Here in March 2021, the one-year anniversary of the imposition of pandemic-avoiding regulations, it’s somewhat natural to reflect back on what we’ve experienced and what we’ve learned during this time. In any discussion of the management sciences, though, the question of what we’ve learned from any given history must come with the acknowledgement that we’re never dealing with a purely experimental setting. There are simply too many parameters involved whenever we attempt to draw a usable inference of the causal elements that went into any particular management strategy.
The Covid-19 pandemic, however, represented a large-scale, broad-based condition on the macro economy. In other words, as negative as it was and is, it had some level of impact on virtually everybody, and on the way everybody conducted business. Along the way the past year has shown some rather obvious problems with several previously-widely accepted theories, such as the ones I addressed in last week’s blog, but it has also shown a light on some management strategies that were perhaps given short-shrift prior to 2020. For example, once the restrictions on business began to loosen, what were those business’ main concern? Were they associated with “maximizing shareholder wealth,” or were they oriented towards getting their customers back? And, before anybody tries to assert that the former encompasses the latter, let me be more specific: in the various stages of businesses being allowed to re-open, did anybody really care about the return-on-investment figures for purchasing or leasing the new copier?
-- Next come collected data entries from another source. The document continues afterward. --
PR #1051, opened 2015-10-13
Move installer link to home README page

### LINKED ISSUE #1016: Move installer link to home README page
UX issue - Want to reduce the barriers for the user to install HubTurbo and improve intuitiveness when downloading

codemanmeet:
Fixes #1016.

### DIFF
--- a/readme.md
+++ b/readme.md
@@ -6,7 +6,9 @@ Are you a GitHub power user? Enhance your GitHub Issue Tracker experience with t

While the Asset Managers’ (read: accountants’) main concern is, well, the performance of the organizations’ assets, the ability to deliver for customers belongs to the PM world. None of the information streams that inform management of the organization’s progress towards accomplishing the customers’ expectations for achieving scope, cost, or schedule performance can be relayed via the general ledger (and don’t get me started on the output from risk management [no initial caps] “analysis”). That’s simply a fact. The only reason that the belief that a project can be successfully managed without those pesky PM artifacts like the Work Breakdown Structure or Earned Value Management System advances is that projects that never had anything go wrong with them on occasion relied exclusively on the general ledger to inform their decisions, so it follows (erroneously) that all successful projects don’t need those things.
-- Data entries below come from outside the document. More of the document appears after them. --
PR #1055, opened 2015-10-14
milestone missing from some issues #1054

### LINKED ISSUE #1054: milestone missing from some issues
This happens for teammates (has a lot of milestones), so it could be a pagination issue
image

ndt93:
Fixes #1054

### DIFF
--- a/src/main/java/github/update/UpdateService.java
+++ b/src/main/java/github/update/UpdateService.java
@@ -80,44 +80,50 @@ public class UpdateService<T> extends GitHubService {
      * @return a list of requested items
      */
     public ArrayList<T> getUpdatedItems(IRepositoryIdProvider repoId) {
-
         // Return cached results if available
         if (updatedItems != null)  {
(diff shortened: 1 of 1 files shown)


ndt93:
After running a version with this fix, a cache refresh is also required for it to take effect.

ndt93:
@dariusf Can help review this? This bug is quite dangerous.

dariusf:
I get that the bug was caused by the same object being used twice, but why does it happen? Does the request fail if the object has already been mutated with some result?

If `request` is only needed lower down, maybe move it inside the else branch?

ndt93:
Yup, the header request mutates the `request` object and the `PageIterator` can only carry on from the page at which the header request left off. I will move it to the else branch.

ndt93:
@dariusf I've refactored nested `if/else` in `getUpdatedItems` also. You can check this again.

dariusf:
Okay, looks good.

But what happens when something does go wrong with the project? As I pointed out in the previous paragraph, what’s needed is a Management Information System (MIS) that can answer a whole bunch of questions, and the general ledger isn’t that system. What questions? Well, ones like:
- Is the project really performing poorly (I mean, past my vague feeling)?
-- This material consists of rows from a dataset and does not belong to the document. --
PR #1059, opened 2015-10-14
Extend UITest.type so it accepts non-alphanumeric keystrokes #966

### LINKED ISSUE #966: Extend UITest.type so it accepts non-alphanumeric keystrokes
See discussion [here](https://github.com/HubTurbo/HubTurbo/pull/960#discussion_r39348801).

rd1992:
Fixes #966


src/test/java/guitests/IssuePanelTests.java
```diff
@@ -34,6 +34,7 @@
 public class IssuePanelTests extends UITest {
 
     private static final int EVENT_DELAY = 1000;
+    private UtilMethods util = new UtilMethods();
```
damithc: Perhaps be more specific in the class name? e.g. `GuiTestingRobot robot` `robot.typeString("sort:date")`

dariusf: Every test class which does keyboard input is already a subclass of UITest, so you don't need this object -- overriding `type` in UITest would allow you to call it as if it had been defined on all the test classes.

src/test/java/guitests/KeyboardShortcutsTest.java
```diff
@@ -213,11 +214,9 @@ public void keyboardShortcutsTest() {
 
         // testing corner case for mark as read where there is only one issue displayed
         click("#dummy/dummy_col1_filterTextField");
-        type("id");
-        press(KeyCode.SHIFT).press(KeyCode.SEMICOLON).release(KeyCode.SEMICOLON).release(KeyCode.SHIFT);
-        type("5");
+        util.typeString("id:5");
         push(KeyCode.ENTER);
-        push(KeyCode.SPACE).push(KeyCode.SPACE);
+        push(KeyCode.CONTROL).push(KeyCode.ENTER);
```
dariusf: You can `press` the KeyCodeCombination here. There's a new overload for that.

dariusf:
Are there any chars which can't be typed via string, but which don't require Shift to be pressed?

rd1992:
@dariusf type will type any character which generates a unicode on press. (at least according to their documentation).

rd1992:
@dariusf updated

src/test/java/guitests/UIComponentsTest.java
```diff
@@ -25,20 +25,8 @@ public void keywordCompletionTest() {
...
-        type("is");
-        press(KeyCode.SHIFT).press(KeyCode.SEMICOLON).release(KeyCode.SEMICOLON).release(KeyCode.SHIFT);
-        push(KeyCode.LEFT);
-        push(KeyCode.TAB);
-        push(KeyCode.RIGHT);
-        type("open OR is");
-        press(KeyCode.SHIFT).press(KeyCode.SEMICOLON).release(KeyCode.SEMICOLON).release(KeyCode.SHIFT);
-        type("closed");
-        press(KeyCode.SHIFT).press(KeyCode.DIGIT0).release(KeyCode.DIGIT0).release(KeyCode.SHIFT);
+        type("(is:open OR is:closed)");
```
dariusf: Are the parentheses needed?

src/test/java/guitests/UITest.java
```diff
@@ -44,7 +45,32 @@
...
+        chars.put('_', KeyCode.MINUS);
+        chars.put('+', KeyCode.EQUALS);
+        chars.put('{', KeyCode.OPEN_BRACKET);
+        chars.put('}', KeyCode.CLOSE_BRACKET);
+        chars.put(':', KeyCode.SEMICOLON);
+        chars.put('"', KeyCode.QUOTE);
+        chars.put('<', KeyCode.COMMA);
+        chars.put('>', KeyCode.PERIOD);
+        chars.put('?', KeyCode.SLASH);
+    }
```
dariusf: It might be better to put this in a private method below, then do `private static final Map<Character, KeyCode> chars = getKeysWhichCannotBeTyped();` (better names required). The name of the field should also be more specific.

The map can also be made immutable before it's returned from the method (Collections.unmodifiableMap).

src/test/java/guitests/UIComponentsTest.java
rd1992: No. But i want to test whether parentheses can be typed using our method.

src/test/java/guitests/UITest.java
rd1992: @dariusf made the relevant changes

src/test/java/guitests/UIComponentsTest.java
dariusf: Hmm, but if it failed to type parentheses there, the test would still pass. Is there some other way we could test the method?

Maybe a new test: start up the GUI, have it type a bunch of special characters into the filter box (doesn't have to be valid syntax), then read the value of the field and assert that everything expected is there?

rd1992: Alright added those also @dariusf

dariusf:
Okay, looks good.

- If so, is its performance lacking in cost, schedule, or both?
- How big is the problem?
- Where, specifically, is the problem? What part of the project is experiencing it?
- What are the implications long-term? In other words, what is going to happen if the problem isn’t addressed, or isn’t addressed fully or appropriately?
- What’s causing this problem?
While the general ledger can only marginally or tangentially answer any of these questions, an Earned Value Management System, based on a valid WBS, can answer all of them, with excellent precision. Throw in a Critical Path Methodology capability, and the resulting information stream becomes all the more powerful. Allow me to point out again that such information streams only become vital when something goes wrong. A perfectly healthy patient does not need an X-ray, and could probably spend his whole life not knowing which nearby medical facilities have a machine capable of performing such imaging without issue. That all changes real fast if such a person breaks an arm.
This all has the effect of placing much of the motivation for initiating and maintaining Project Management Information Systems in an organization to those analogous to purchasing insurance. If someone is supremely confident that they will never get sick or break an arm, they may tell themselves that it’s a waste of money to buy insurance. Similarly, if a (so-called) PM is confident that they “manage” so well that they don’t really need a performance measurement system to inform their decisions, they may forgo the cost of setting up such a system. All of which brings us back to the title of this blog, the famous PM saying that the reason project teams detest performance measurement systems is that they vividly show their lack of performance.
Even if the downturn in performance was caused by a global pandemic.